Movie Review: Alistair1918

It’s 2015 in Los Angeles. Poppy (Annie K. McVey) and her film crew are working on a documentary of homelessness in Los Angeles. As they walk the streets and parks where homeless people abound, they get approached by a man in an antique woolen brown uniform who speaks with an English accent. His name is Alistair (Guy Birtwhistle). He asks for their help. He is quick, in a nonchalant way, to tell his story: The last thing he remembers was being in the trenches in World War I in 1918, when a grenade hit. He flew through the air, and ended up landing on top of a shipping container in an industrial section of Los Angeles. He’s been here for a month and literally learned to live off the land, mostly by trapping squirrels in the park, which he roasts and eats.

He has a wife and a life in 1918, and he wants to get back. The film crew has a hard time believing him, and for the most part think he is a mentally ill person with a fantastic imagination. Only Poppy wants to believe him. She starts taking him in and tries to help him on his journey back.

Alistair1918 is a simple time travel story with an unlikely and far-fetched plot. But it works. Alistair acts like a man catapulted 100 years into the future, although he picks up modern skills astonishingly quickly. He seems to teach himself typing and learning how to use a computer and the Internet in record time. Cameras seem to come naturally to him. He is an excellent map reader and he seems to be able to figure calculations on the movement of worm holes (which are needed for time travel) very quickly. While the time travel technology is somewhat hokey, it works in this movie. The ending is surprisingly satisfying.
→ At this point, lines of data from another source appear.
PR #10833, opened 2025-02-12
When measuring CI-pipeline duration with GitLab as source, allow for …

### LINKED ISSUE #10426: Filter specific pipelines for metric CI-pipeline duration
When using the metric CI-pipeline duration with GitLab as source, and configuring scheduled pipeline runs, GitLab may return multiple pipelines and it is not possible to further select a specific pipeline.

A possibility to filter (scheduled) pipelines by description.
Also include the matched pipelines in the measurement entities.

**Additional context**
Unfortunately, the pipelines endpoints do not include the schedule id in the responses. So, to know which pipeline was triggered by which schedule, we need to retrieve the schedules via the [schedules endpoint](https://docs.gitlab.com/ee/api/pipeline_schedules.html) and then get the pipelines scheduled by the schedule via the [ pipelines triggered by a pipeline schedule endpoint](https://docs.gitlab.com/ee/api/pipeline_schedules.html#get-all-pipelines-triggered-by-a-pipeline-schedule). 

The scheduled pipelines response includes the pipeline schedule description, so users can use that to filter schedules. No need to use the schedule id.

fniessink:
…filtering by pipeline description.

Closes #10426.

### DIFF
--- a/components/collector/src/source_collectors/gitlab/base.py
+++ b/components/collector/src/source_collectors/gitlab/base.py
@@ -3,15 +3,14 @@
 from abc import ABC
 from dataclasses import dataclass, fields
 from datetime import datetime, timedelta
-from typing import cast
+from typing import Self, cast
 
 from dateutil.tz import tzutc
 
 from shared.utils.date_time import now
 
 from base_collectors import SourceCollector
-from collector_utilities.date_time import parse_datetime
-from collector_utilities.exceptions import CollectorError
+from collector_utilities.date_time import minutes, parse_datetime
 from collector_utilities.functions import add_query, match_string_or_regular_expression
 from collector_utilities.type import URL, Job
 from model import Entities, Entity, SourceResponses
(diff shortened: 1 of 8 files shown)


components/collector/src/source_collectors/gitlab/base.py
```diff
@@ -139,53 +138,58 @@ def _lookback_datetime(self) -> datetime:
...
     @property
     def datetime(self) -> datetime:
         """Return the datetime of the pipeline."""
         return parse_datetime(self.updated_at or self.created_at)
 
     @property
-    def pipeline_duration(self) -> timedelta:
+    def duration(self) -> timedelta:
         """Return the duration of the pipeline."""
-        return self.end - self.start if self.duration is None else timedelta(seconds=self.duration)
```
wkoot, line 188: Where did the old `self.duration` come from, was it something included in the json originally?

components/collector/src/source_collectors/gitlab/base.py
```diff
@@ -201,26 +205,69 @@ async def _landing_url(self, responses: SourceResponses) -> URL:
...
     async def _pipelines(self, responses: SourceResponses) -> list[Pipeline]:
         """Get the pipelines from the responses."""
         pipelines = []
-        try:
-            for response in responses:
-                json = await response.json()
-                # The GitLab pipelines endpoint returns a list or, if a pipeline id is passed, one pipeline. Harmonize:
-                json_list = json if isinstance(json, list) else [json]
-                pipelines.extend([Pipeline(**pipeline) for pipeline in json_list])
-        except StopAsyncIteration:
```
wkoot, line 213: We no longer need to guard against the `StopAsyncIteration`?

components/collector/src/source_collectors/gitlab/base.py
fniessink: In the previous version, Quality-time would get more detailed information about the pipeline with the `started_at`, `finished_at` and `duration` fields. However, this needs a call to the `pipeline/id` endpoint for each pipeline individually. Also, there is this open bug: https://gitlab.com/gitlab-org/gitlab/-/issues/19594. So I opted to simply used the `created_at` and `updated_at` fields as proxy for the pipeline duration.

components/collector/src/source_collectors/gitlab/base.py
fniessink: Apparently, the need to catch `StopAsyncIteration` was caused by our test code. It doesn't occur (so far) with testing against a live GitLab.

PR #10893, opened 2025-02-21
Don't install fonts in renderer image.

### LINKED ISSUE #10835: Check whether we need to install (all) fonts in the renderer component

fniessink:
Don't install fonts in the renderer image, but let Chromium use its default fonts for PDF exports. This reduces the renderer image size with about 44MB.

Closes #10835.

### DIFF
--- a/components/renderer/Dockerfile
+++ b/components/renderer/Dockerfile
@@ -3,19 +3,7 @@ FROM node:23.8.0-alpine3.21
 LABEL maintainer="Quality-time team <quality-time@ictu.nl>"
 LABEL description="Quality-time PDF render service"
 
-RUN apk add --no-cache \
-    msttcorefonts-installer=3.8.1-r1 \
-    fontconfig=2.15.0-r1 \
-    font-droid=20200215-r3 \
-    font-noto=24.7.1-r0 \
-    freetype=2.13.3-r0 \
-    ttf-dejavu=2.37-r5 \
-    ttf-freefont=20120503-r4 \
-    ttf-liberation=2.1.5-r2 \
-    chromium=132.0.6834.83-r0 && \
-    rm -rf /var/cache/apk/* /tmp/* && \
-    update-ms-fonts && \
-    fc-cache -f
+RUN apk add --no-cache chromium=132.0.6834.83-r0
 
 WORKDIR /home/renderer
 COPY package*.json /home/renderer/
--- a/docs/src/changelog.md
+++ b/docs/src/changelog.md
@@ -26,6 +26,10 @@ If your currently installed *Quality-time* version is not the latest version, pl
 - Keep the footer at the bottom of the page even if the report is very short. Fixes [#10877](https://github.com/ICTU/quality-time/issues/10877).
 - Automatically expand long comments when exporting to PDF. Fixes [#10892](https://github.com/ICTU/quality-time/issues/10892).
 
+### Removed
+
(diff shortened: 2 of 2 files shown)


components/renderer/Dockerfile
```diff
@@ -3,19 +3,8 @@ FROM node:23.7.0-alpine3.21
 LABEL maintainer="Quality-time team <quality-time@ictu.nl>"
 LABEL description="Quality-time PDF render service"
 
-RUN apk add --no-cache \
-    msttcorefonts-installer=3.8.1-r1 \
-    fontconfig=2.15.0-r1 \
-    font-droid=20200215-r3 \
-    font-noto=24.7.1-r0 \
```
wkoot, line 10: Interesting that these font installs were mostly added for the `v3.35` and `v3.36` changes, but their requirement was never explicitly mentioned. Nice that we can get rid of it all :)

components/renderer/Dockerfile
```diff
@@ -3,19 +3,8 @@ FROM node:23.7.0-alpine3.21
...
-    freetype=2.13.3-r0 \
-    ttf-dejavu=2.37-r5 \
-    ttf-freefont=20120503-r4 \
-    ttf-liberation=2.1.5-r2 \
-    chromium=132.0.6834.83-r0 && \
-    rm -rf /var/cache/apk/* /tmp/* && \
-    update-ms-fonts && \
-    fc-cache -f
+RUN apk add --no-cache chromium=132.0.6834.83-r0 && \
+    rm -rf /var/cache/apk/* /tmp/*
```
wkoot: Because we're using `--no-cache`, there shouldn't be a need of the `rm` right? Or does chromium do something sneaky

docs/src/changelog.md
```diff
@@ -25,6 +25,10 @@ If your currently installed *Quality-time* version is not the latest version, pl
 - The software documentation was outdated (among other things the API-server health check endpoint). Fixes [#10858](https://github.com/ICTU/quality-time/issues/10858).
 - Keep the footer at the bottom of the page even if the report is very short. Fixes [#10877](https://github.com/ICTU/quality-time/issues/10877).
 
+### Removed
+
+- Don't install fonts in the renderer image, but let Chromium use its default fonts for PDF exports. This reduces the renderer image size with about 44MB. Closes [#10835](https://github.com/ICTU/quality-time/issues/10835).
```
wkoot:
```suggestion
- Don't install fonts in the renderer image, but let Chromium use its default fonts for PDF exports. Closes [#10835](https://github.com/ICTU/quality-time/issues/10835).
```

components/renderer/Dockerfile
fniessink: Many of the examples on how to use Chromium in Docker installed included installation of fonts. I never bothered to check before if it was really needed.

components/renderer/Dockerfile
fniessink: I checked: the image size is the same with or without the `rm`, so I'll remove the `rm` command.

docs/src/changelog.md
fniessink: I like having the reason in the change log so it's easier to remember why we removed the fonts. I can make it shorter though:
```suggestion
- To reduce the size of the renderer image, don't install fonts and let Chromium use its default fonts for PDF exports. Closes [#10835](https://github.com/ICTU/quality-time/issues/10835).
```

This is definitely a low-budget film, and as such quite successful. It was completed in 2015. Guy Birtwhistle wrote and produced the movie, and also starred as the male lead, Alistair. Annie K. McVey directed the movie, and also starred as the female lead, Poppy. With only a handful other actors, and very simple scenery, I would say Alistair 1918 is a successful, quirky, but enjoyable time travel movie.